Sunsets Mean New Beginnings


Outer Journey

standing at our favorite place
Today is the day that has seemed to come too soon. I fell like I was just on the train 24 hours ago only getting a wink of sleep and thriving off gross coffee. As a class we all met in front of CafĂ© de Monte and said our goodbyes to this amazing city that has brought life to otherwise dead nursing students. Kate, Brynna, and I walked to our favorite spot to document a picture of us in front of the building. We all chose the Presbyter as our favorite place of this whole trip. I would say that this was my favorite place because that is where we learned some deep information about the city. It was where the Katrina exhibit was that brought goosebumps to my skin and tears to my eyes. It made me feel for this city and to be able to experience how they have flourished from this tragedy made me feel so right at home. I would most definitely come back to this museum because Colleen did mention that there were some new things added and even though I took the time to go through it, I feel as though I could have listened/read a lot more due to the building being so full of information.

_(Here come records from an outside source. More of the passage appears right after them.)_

PR #4370, opened 2024-06-28
Remove remote check when running build inside deploy remote

teresaromero:
# Proposed changes

Fixes https://okteto.atlassian.net/browse/DEV-213

When running `okteto deploy` in remote, and the manifest had some deploy command that was `okteto build`, this build was being skipped as the builder was running inside the remote container.

- Removing the check for remote environment at the Builder
- Remove unused repository remote controller

### Testing

- Tested manually building the image and using it as OKTETO_REMOTE_CLI_IMAGE
- Tested at the installer


pkg/repository/repository.go
```diff
@@ -75,11 +73,6 @@ func newGitURL(path string) repositoryURL {
 // NewRepository creates a repository controller
 func NewRepository(path string) Repository {
 	var controller repositoryInterface = newGitRepoController(path)
-	// check if we are inside a remote deploy
-	if v := os.Getenv(constants.OktetoDeployRemote); v != "" {
```
andreafalzetti, line 79: could you please help me understand why we can also remove this? I assume other cmds go through this logic in remote 🤔

ifbyol: Because if not, the images built within the remote won't take advantage of Smart Builds, as functions like `GetDiffHash` or `GetLatestDirSHA` returns a `not-implemented` error.

Most of these checks (checking if we are in remote) were added to prevent duplicated behaviors (and sometimes, getting different results) when `okteto deploy --remote` was executing a `okteto deploy` in BuildKit. Instead of splitting the code into 2 different commands, one the deploy triggered and another one with the logic to only execute the needed logic in remote as we have now, we just "blocked" some execution of logic adding those checks. Some examples are: 
* Check in `build.go` was done to prevent that any image could be built as part of the `okteto deploy` executed in BuildKit when they were already built as part of the local execution of `okteto deploy --remote`
* Remote repository controller was done to prevent any "wrong" calculation as part of the `okteto depoy` executed in BuildKit that could lead to indicate wrong images in `OKTETO_BUILD_XXXX` env vars
* `deployInsideDeployConfigMapHandler` was done to prevent that the `okteto deploy` executed in BuildKit modified the same configmap that was being handled by the local `okteto deploy --remote`.

And probably there are more. 

We need to review carefully where this is being used and review possible side effects, but any `okteto` command executed as part of the list of custom commands of an Okteto manifest should have to calculate properly the repository, as it doesn't have be always the one that was triggered with `okteto deploy --remote`. I could clone a repository as part of the commands and execute an okteto command for that repository

jLopezbarb:
Code looks good and testing it I haven't found any weird scenario. The only thing I'd add is if we could get rid off the remote [dockerfile args](https://github.com/okteto/okteto/blob/master/pkg/remote/remote.go#L93) the variable that we were using in the code deleted.

ifbyol:
> Code looks good and testing it I haven't found any weird scenario. The only thing I'd add is if we could get rid off the remote [dockerfile args](https://github.com/okteto/okteto/blob/master/pkg/remote/remote.go#L93) the variable that we were using in the code deleted.

I'm not sure we can remove it. If some custom logic of the customer relies on `OKTETO_COMMIT` would start to fail. I'm not sure if it is a well known variable, but I think we told some customers to use it

jLopezbarb (approved):
I tested everything I could check and it's working properly but I feel like I'm missing an scenario

PR #4375, opened 2024-07-01
feat: remove support for deploy certain services

jLopezbarb:
# Proposed changes

Fixes DEV-445

This PR removes the support for deploying several stack services from an `okteto deploy` command.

I would recommend this site to anyone coming to New Orleans or the area. It is so informational and helps you understand the city and their strong drive to thrive. I would explain to those coming to visit of how the acoustics, videos, pictures, and real-life stories really make you feel as though you were there. Coming from Illinois most of us have never experienced a hurricane or even any type of big natural disaster, so this experience was a good way to understand it and what NOLA went through. I would explain this to others as a humbling and breathtaking exhibit. We don’t know anyone in the videos or recordings, but you feel like you do when you hear it. The Presbyter exhibit has a way of making you feel that it is real, and you are just hearing the news that you and your family need to evacuate. Truly a chilling and educations experience. 

Inner Journey 

As I sit in the observation car in the train and watch the sun run through the trees, I can’t help but reflect on what a great trip this was. I honestly thought I wouldn’t learn much and that this trip would be sort of boring in the education aspect, but it surprised me. I never thought I wanted to know about New Orleans’ history and hardships, but I am so glad that I did. I would have been 8 years old when Katrina hit, so I have only heard stories of how bad it was. Seeing the city and this exhibit made me feel like it just happened last week. It felt so real to me. This kind of experience contributed to my favorite part of the trip.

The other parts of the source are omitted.